▸ What is needed:
The response must be made up of the lines in the entries below that contain "codes".

*** Opening Given information ***

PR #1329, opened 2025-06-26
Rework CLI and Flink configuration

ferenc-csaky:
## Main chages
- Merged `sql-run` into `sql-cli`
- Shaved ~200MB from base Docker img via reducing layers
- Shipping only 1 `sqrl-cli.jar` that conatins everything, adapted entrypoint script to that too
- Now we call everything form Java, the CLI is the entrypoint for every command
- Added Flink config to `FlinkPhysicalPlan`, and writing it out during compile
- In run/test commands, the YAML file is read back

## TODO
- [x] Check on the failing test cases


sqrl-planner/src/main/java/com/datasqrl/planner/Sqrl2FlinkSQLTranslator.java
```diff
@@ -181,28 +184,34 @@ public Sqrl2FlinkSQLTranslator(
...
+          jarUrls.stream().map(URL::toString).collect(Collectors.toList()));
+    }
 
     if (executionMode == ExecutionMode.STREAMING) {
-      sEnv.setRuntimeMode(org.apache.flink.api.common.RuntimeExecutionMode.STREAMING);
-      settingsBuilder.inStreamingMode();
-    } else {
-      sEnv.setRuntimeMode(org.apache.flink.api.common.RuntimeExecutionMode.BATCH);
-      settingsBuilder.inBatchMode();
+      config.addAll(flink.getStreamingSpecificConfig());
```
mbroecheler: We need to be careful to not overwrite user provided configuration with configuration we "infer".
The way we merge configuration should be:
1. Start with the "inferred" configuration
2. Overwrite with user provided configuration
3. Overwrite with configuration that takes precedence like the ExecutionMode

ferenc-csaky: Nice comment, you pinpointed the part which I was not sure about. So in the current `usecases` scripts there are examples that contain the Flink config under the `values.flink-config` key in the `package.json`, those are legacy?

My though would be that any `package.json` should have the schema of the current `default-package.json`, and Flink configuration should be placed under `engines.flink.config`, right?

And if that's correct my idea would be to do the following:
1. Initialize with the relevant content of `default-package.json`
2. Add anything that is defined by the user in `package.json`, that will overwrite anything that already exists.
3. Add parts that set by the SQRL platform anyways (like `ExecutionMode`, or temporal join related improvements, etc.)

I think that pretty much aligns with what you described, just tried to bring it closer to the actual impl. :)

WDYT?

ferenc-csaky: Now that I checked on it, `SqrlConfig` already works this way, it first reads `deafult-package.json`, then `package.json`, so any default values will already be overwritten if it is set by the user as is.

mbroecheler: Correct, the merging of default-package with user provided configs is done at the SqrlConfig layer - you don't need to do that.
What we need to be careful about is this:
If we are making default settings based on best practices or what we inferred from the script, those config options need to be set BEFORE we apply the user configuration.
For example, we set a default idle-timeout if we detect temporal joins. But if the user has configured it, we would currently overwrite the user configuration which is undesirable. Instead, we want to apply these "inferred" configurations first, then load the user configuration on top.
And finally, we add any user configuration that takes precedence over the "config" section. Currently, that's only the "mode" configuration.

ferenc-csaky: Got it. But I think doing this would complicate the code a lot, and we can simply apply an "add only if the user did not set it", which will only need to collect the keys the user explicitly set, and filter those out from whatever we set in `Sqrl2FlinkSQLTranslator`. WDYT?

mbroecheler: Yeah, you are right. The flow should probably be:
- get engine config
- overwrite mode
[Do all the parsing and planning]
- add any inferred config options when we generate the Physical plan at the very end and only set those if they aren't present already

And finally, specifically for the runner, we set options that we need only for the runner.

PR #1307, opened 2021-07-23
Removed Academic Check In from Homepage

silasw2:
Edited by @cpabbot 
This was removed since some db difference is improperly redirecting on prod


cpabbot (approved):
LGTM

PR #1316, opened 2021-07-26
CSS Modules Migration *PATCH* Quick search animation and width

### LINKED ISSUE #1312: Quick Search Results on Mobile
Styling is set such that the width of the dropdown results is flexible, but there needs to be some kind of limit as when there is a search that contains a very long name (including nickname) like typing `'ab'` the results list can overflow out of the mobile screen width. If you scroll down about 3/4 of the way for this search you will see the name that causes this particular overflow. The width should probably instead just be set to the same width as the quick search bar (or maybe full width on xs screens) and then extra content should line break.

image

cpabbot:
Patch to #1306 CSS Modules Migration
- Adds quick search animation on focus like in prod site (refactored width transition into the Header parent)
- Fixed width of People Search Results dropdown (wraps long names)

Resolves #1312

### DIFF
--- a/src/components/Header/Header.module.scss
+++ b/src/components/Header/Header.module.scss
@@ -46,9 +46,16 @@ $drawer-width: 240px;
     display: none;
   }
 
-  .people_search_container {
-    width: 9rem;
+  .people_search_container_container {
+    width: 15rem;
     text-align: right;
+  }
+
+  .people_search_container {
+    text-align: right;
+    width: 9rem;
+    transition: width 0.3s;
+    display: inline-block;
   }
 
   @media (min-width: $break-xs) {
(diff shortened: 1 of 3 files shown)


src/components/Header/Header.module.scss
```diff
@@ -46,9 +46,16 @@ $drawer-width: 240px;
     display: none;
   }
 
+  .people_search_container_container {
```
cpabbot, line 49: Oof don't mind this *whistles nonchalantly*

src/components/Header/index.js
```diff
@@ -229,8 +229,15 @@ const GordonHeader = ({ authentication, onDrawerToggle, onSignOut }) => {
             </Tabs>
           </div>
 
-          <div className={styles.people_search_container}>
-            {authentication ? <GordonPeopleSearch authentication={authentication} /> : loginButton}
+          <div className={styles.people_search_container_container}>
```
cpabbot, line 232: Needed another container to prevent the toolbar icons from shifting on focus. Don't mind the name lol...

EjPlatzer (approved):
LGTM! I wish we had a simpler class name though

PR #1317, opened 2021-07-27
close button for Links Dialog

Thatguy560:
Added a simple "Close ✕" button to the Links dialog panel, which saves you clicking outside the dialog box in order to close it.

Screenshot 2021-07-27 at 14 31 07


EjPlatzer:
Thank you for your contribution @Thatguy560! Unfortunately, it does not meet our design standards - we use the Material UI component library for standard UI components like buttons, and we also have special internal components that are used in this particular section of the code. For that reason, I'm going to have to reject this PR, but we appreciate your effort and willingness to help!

*** Closing Given information ***
*** Opening Given information ***

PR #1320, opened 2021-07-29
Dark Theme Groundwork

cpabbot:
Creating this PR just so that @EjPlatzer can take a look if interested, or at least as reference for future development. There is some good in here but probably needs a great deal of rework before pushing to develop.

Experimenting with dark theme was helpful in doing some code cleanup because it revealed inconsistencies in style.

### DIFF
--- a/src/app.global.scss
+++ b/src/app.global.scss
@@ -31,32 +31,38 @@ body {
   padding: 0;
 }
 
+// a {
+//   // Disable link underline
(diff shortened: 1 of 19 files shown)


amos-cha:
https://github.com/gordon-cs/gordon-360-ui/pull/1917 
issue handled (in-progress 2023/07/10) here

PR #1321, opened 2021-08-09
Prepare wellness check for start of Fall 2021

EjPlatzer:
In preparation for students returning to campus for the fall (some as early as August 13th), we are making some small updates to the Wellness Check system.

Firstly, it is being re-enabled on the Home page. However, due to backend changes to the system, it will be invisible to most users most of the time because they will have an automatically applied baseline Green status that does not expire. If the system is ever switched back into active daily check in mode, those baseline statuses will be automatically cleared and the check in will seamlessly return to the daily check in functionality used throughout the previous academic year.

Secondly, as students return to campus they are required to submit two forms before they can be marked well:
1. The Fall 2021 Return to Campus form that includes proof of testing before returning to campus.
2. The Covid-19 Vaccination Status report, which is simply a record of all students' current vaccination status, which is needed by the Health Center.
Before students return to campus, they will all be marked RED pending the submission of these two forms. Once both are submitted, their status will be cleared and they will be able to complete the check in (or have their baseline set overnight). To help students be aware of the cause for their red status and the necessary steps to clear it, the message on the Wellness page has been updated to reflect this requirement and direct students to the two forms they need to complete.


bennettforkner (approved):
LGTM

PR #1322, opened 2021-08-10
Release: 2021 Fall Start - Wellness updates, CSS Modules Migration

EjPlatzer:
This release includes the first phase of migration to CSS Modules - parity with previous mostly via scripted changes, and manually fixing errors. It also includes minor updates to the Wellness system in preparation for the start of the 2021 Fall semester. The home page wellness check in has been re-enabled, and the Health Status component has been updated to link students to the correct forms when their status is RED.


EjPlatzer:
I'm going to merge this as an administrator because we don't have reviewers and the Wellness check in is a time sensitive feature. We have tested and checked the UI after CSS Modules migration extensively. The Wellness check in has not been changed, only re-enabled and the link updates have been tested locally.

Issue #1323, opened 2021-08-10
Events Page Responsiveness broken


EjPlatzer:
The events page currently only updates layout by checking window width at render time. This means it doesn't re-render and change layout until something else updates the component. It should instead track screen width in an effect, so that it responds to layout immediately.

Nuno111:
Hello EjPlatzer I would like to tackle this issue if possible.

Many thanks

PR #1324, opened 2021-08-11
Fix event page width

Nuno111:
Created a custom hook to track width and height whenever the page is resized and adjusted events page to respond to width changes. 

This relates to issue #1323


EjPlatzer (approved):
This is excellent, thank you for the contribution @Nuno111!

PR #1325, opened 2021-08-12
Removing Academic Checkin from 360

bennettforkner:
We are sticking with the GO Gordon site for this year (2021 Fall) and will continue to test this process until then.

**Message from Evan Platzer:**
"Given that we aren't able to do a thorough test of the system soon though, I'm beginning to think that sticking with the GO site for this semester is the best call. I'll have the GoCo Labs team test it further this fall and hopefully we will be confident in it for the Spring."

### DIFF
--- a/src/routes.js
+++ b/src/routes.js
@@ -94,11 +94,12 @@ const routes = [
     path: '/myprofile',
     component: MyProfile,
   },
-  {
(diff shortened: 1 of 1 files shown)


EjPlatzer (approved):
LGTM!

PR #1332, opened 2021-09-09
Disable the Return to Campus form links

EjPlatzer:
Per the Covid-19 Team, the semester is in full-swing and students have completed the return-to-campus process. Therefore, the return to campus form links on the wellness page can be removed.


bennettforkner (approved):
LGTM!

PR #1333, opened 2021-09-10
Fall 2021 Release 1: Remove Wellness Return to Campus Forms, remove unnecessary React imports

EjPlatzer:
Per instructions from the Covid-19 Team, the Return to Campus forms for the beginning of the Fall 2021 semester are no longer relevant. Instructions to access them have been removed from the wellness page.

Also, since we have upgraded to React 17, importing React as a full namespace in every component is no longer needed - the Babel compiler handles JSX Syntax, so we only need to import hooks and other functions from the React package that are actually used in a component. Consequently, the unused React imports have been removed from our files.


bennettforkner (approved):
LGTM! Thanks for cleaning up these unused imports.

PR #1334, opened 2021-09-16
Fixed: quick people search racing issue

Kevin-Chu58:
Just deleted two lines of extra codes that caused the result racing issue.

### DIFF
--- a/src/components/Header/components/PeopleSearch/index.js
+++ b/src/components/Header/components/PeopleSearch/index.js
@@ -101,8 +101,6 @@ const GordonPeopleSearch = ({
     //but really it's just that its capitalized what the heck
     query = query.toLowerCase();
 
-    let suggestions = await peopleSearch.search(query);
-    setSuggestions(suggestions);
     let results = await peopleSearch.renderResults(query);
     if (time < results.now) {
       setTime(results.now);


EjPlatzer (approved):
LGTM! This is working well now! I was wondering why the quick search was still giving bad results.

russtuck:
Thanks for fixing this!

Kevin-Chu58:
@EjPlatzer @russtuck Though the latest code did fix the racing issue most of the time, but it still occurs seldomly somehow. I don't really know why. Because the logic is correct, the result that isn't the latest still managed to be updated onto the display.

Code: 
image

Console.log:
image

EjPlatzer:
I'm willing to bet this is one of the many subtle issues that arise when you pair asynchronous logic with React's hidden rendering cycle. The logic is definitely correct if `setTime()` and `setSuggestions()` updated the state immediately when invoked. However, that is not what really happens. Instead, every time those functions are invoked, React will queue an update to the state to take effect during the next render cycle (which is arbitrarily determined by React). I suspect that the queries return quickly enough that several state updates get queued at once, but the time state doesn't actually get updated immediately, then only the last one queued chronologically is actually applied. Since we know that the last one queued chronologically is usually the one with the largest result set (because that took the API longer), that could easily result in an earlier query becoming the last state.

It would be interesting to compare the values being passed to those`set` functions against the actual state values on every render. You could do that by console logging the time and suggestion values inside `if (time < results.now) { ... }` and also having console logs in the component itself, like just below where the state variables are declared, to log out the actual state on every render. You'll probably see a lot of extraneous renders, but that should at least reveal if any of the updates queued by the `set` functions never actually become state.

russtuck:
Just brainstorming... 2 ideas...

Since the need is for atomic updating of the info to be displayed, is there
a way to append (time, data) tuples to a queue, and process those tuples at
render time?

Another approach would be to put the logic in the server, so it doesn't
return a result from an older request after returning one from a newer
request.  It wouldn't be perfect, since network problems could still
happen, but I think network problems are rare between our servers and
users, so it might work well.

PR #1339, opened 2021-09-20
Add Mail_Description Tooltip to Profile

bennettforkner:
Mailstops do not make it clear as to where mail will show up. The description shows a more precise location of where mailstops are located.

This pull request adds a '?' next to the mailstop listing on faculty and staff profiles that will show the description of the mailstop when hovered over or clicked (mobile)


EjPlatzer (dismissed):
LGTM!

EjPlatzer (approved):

*** Closing Given information ***
*** Opening Given information ***

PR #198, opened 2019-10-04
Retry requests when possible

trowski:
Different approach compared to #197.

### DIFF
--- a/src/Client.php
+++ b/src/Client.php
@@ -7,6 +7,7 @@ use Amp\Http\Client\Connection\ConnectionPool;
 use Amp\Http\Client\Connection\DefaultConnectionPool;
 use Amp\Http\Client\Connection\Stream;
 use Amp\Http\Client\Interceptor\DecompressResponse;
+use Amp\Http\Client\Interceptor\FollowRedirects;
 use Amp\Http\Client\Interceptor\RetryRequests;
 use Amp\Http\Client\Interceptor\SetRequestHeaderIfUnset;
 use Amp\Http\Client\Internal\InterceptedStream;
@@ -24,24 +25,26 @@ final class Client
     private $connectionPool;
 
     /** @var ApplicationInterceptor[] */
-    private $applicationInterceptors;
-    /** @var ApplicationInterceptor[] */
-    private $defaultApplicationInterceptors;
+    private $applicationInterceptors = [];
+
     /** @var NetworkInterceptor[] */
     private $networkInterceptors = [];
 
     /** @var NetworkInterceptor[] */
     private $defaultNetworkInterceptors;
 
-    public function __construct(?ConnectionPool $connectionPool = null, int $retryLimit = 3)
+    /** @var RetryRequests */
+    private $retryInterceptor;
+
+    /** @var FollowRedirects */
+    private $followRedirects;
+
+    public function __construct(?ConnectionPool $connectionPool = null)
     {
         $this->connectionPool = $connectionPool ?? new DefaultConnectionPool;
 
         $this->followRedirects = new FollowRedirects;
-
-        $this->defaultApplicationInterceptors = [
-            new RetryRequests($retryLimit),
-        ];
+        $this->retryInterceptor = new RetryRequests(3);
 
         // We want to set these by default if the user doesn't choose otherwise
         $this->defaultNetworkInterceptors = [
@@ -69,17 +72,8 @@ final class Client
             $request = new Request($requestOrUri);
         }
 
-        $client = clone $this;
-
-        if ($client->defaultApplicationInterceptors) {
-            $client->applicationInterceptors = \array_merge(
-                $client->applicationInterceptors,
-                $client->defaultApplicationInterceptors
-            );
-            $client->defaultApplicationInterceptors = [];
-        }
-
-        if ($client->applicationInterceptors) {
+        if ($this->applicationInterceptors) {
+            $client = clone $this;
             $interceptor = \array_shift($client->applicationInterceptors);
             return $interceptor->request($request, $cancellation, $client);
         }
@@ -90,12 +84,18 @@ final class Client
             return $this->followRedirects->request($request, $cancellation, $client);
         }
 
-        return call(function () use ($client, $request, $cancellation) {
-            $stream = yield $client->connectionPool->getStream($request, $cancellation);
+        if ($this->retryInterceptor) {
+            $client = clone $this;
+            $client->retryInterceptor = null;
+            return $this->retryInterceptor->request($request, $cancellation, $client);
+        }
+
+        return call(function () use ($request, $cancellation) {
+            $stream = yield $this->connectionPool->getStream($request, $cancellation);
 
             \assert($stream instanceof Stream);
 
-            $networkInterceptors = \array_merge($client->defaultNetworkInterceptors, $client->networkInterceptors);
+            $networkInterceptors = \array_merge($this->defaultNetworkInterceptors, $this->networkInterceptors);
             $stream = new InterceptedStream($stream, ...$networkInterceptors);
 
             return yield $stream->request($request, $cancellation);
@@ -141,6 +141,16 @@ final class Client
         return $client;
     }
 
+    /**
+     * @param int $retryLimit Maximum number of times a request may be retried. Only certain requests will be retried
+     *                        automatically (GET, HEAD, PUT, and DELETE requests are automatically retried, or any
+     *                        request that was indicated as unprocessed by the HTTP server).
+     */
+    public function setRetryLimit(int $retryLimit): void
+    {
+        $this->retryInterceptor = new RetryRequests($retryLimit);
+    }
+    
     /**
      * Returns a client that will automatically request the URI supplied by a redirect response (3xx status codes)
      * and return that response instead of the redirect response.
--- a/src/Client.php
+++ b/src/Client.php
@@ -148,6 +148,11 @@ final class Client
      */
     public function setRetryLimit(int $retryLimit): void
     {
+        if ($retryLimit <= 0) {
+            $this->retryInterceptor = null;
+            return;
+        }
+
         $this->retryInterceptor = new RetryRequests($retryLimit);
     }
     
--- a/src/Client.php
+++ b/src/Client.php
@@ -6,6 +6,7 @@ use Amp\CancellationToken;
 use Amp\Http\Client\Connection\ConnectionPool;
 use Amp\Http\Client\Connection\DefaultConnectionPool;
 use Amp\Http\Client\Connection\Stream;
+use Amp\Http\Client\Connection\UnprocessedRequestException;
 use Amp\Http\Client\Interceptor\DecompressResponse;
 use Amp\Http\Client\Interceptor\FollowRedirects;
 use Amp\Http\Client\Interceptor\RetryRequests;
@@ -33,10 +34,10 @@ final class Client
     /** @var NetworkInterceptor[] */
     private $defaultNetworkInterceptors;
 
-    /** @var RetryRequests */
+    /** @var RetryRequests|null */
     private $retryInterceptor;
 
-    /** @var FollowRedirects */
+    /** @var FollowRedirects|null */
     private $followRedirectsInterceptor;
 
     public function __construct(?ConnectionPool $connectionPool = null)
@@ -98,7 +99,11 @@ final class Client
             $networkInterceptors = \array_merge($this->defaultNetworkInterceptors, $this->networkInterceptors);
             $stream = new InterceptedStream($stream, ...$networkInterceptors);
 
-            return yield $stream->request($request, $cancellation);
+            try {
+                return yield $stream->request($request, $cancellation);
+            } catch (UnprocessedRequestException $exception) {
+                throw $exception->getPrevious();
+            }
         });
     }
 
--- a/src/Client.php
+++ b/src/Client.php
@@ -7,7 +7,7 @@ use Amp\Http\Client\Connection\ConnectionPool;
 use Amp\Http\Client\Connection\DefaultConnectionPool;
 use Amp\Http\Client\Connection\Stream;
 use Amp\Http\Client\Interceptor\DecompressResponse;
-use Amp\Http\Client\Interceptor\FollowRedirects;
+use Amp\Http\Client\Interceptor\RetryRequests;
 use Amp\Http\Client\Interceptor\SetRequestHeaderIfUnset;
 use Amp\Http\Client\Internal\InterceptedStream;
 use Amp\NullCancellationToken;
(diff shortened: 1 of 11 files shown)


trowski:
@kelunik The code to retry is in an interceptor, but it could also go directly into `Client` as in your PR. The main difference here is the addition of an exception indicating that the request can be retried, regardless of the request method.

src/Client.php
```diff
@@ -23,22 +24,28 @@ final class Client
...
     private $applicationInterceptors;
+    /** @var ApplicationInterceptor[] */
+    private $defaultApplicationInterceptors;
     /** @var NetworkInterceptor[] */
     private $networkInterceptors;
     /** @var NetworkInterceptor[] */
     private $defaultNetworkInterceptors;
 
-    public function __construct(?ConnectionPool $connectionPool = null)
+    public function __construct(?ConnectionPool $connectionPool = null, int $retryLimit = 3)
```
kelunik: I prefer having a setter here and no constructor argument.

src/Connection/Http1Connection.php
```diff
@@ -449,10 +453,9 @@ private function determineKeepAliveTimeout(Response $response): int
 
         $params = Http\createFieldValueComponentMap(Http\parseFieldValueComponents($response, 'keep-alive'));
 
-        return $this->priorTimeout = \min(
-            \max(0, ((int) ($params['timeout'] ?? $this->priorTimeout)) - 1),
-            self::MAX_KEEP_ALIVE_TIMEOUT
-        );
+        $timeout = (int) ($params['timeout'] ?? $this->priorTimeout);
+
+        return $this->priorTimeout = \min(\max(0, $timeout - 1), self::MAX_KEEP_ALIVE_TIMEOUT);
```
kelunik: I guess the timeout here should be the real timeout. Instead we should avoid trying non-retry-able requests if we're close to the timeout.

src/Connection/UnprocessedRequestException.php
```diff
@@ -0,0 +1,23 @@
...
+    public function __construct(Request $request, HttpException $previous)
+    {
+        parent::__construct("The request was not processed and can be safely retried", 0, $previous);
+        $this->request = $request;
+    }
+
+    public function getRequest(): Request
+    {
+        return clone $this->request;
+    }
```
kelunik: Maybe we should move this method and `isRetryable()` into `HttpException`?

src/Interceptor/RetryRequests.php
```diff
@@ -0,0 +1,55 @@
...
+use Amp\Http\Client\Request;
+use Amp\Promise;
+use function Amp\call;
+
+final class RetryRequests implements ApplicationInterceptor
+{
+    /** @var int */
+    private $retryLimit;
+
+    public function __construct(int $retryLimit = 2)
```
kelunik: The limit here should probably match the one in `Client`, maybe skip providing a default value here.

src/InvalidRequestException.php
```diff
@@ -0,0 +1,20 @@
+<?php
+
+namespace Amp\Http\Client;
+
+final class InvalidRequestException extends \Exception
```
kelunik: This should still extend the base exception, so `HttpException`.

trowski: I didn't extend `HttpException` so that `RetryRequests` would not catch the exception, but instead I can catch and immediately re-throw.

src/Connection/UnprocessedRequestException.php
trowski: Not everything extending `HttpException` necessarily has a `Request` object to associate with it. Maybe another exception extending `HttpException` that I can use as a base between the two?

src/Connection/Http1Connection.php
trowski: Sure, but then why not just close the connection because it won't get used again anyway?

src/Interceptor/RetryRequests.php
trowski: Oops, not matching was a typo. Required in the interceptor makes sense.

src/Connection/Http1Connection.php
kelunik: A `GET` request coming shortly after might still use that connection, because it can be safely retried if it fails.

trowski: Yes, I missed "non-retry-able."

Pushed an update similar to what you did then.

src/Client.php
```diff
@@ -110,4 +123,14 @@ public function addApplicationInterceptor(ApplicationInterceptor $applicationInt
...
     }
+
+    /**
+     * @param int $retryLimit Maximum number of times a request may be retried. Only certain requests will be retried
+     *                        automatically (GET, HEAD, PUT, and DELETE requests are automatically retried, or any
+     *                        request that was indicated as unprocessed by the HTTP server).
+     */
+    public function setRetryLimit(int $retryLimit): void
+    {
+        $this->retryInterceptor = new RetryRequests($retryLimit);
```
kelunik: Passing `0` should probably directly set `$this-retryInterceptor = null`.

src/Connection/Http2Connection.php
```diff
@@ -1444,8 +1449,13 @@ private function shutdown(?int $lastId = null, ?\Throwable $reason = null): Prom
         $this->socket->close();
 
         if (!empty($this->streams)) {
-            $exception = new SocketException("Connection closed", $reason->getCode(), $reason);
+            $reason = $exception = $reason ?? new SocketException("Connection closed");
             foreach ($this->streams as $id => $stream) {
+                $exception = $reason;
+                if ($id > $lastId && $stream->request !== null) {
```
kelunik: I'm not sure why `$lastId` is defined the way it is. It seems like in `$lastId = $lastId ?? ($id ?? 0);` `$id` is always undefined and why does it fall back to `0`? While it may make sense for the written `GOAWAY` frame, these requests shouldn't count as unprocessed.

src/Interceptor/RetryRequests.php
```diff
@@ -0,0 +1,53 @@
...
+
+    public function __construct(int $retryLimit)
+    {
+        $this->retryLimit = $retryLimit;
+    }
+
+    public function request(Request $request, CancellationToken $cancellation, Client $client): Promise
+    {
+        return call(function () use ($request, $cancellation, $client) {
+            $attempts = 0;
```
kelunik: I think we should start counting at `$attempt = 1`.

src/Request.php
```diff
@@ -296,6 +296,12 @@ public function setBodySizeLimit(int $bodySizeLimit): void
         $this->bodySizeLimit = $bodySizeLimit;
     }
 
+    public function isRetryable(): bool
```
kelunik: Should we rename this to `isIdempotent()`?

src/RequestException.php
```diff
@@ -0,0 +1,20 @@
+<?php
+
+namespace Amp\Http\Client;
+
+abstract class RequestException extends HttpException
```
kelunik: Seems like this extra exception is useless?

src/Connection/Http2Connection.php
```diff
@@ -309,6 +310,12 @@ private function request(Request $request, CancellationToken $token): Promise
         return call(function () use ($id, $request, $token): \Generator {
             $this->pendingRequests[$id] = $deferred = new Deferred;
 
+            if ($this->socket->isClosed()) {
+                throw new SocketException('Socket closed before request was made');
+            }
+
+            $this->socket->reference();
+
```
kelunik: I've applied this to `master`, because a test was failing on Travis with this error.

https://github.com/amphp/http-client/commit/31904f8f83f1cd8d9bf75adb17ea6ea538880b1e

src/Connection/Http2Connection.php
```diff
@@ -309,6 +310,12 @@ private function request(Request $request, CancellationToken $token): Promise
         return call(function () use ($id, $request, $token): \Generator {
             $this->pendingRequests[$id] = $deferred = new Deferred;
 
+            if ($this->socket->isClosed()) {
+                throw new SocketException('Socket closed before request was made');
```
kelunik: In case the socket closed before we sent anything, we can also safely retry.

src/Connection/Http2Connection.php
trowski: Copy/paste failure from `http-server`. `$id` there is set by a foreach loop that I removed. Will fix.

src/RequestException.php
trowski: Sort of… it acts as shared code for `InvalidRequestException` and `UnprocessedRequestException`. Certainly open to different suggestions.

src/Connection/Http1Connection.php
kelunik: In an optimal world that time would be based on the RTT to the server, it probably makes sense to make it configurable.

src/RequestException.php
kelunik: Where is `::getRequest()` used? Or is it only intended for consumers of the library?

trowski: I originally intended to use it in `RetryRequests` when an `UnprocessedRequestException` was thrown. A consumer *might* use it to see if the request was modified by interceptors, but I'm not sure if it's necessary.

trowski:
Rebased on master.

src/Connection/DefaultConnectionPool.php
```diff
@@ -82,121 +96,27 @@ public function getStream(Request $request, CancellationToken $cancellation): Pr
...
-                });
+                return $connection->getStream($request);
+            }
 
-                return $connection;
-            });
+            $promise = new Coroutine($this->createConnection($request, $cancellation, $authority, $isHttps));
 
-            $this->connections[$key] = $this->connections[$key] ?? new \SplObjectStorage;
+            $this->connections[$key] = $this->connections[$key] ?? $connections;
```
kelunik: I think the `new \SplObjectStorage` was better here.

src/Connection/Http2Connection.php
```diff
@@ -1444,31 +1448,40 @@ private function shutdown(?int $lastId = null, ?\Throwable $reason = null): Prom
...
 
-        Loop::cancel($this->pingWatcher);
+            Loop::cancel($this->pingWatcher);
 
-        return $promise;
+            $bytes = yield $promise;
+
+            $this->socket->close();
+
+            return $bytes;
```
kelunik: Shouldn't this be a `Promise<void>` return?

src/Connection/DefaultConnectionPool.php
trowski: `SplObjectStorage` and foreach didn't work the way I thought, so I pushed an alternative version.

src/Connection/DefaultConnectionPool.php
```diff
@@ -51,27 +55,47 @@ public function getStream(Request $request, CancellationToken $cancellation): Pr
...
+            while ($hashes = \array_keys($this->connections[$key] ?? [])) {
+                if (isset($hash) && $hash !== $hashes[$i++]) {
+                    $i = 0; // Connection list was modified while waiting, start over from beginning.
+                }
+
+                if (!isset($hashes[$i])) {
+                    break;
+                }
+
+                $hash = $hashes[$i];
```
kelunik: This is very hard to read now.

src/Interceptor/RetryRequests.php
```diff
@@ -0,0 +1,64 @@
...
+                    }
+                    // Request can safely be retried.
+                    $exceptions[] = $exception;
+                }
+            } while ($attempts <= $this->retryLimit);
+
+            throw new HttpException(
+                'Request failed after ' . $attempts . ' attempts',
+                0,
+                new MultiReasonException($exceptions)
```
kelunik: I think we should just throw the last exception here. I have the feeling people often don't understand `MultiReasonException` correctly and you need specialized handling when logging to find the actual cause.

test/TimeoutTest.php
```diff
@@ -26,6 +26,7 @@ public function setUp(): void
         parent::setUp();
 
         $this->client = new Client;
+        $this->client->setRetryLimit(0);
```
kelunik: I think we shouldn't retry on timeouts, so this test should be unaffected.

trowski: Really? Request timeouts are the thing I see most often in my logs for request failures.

*** Closing Given information ***

▸ Response area:
Just deleted two lines of extra codes that caused the result racing issue.
      * Returns a client that will automatically request the URI supplied by a redirect response (3xx status codes)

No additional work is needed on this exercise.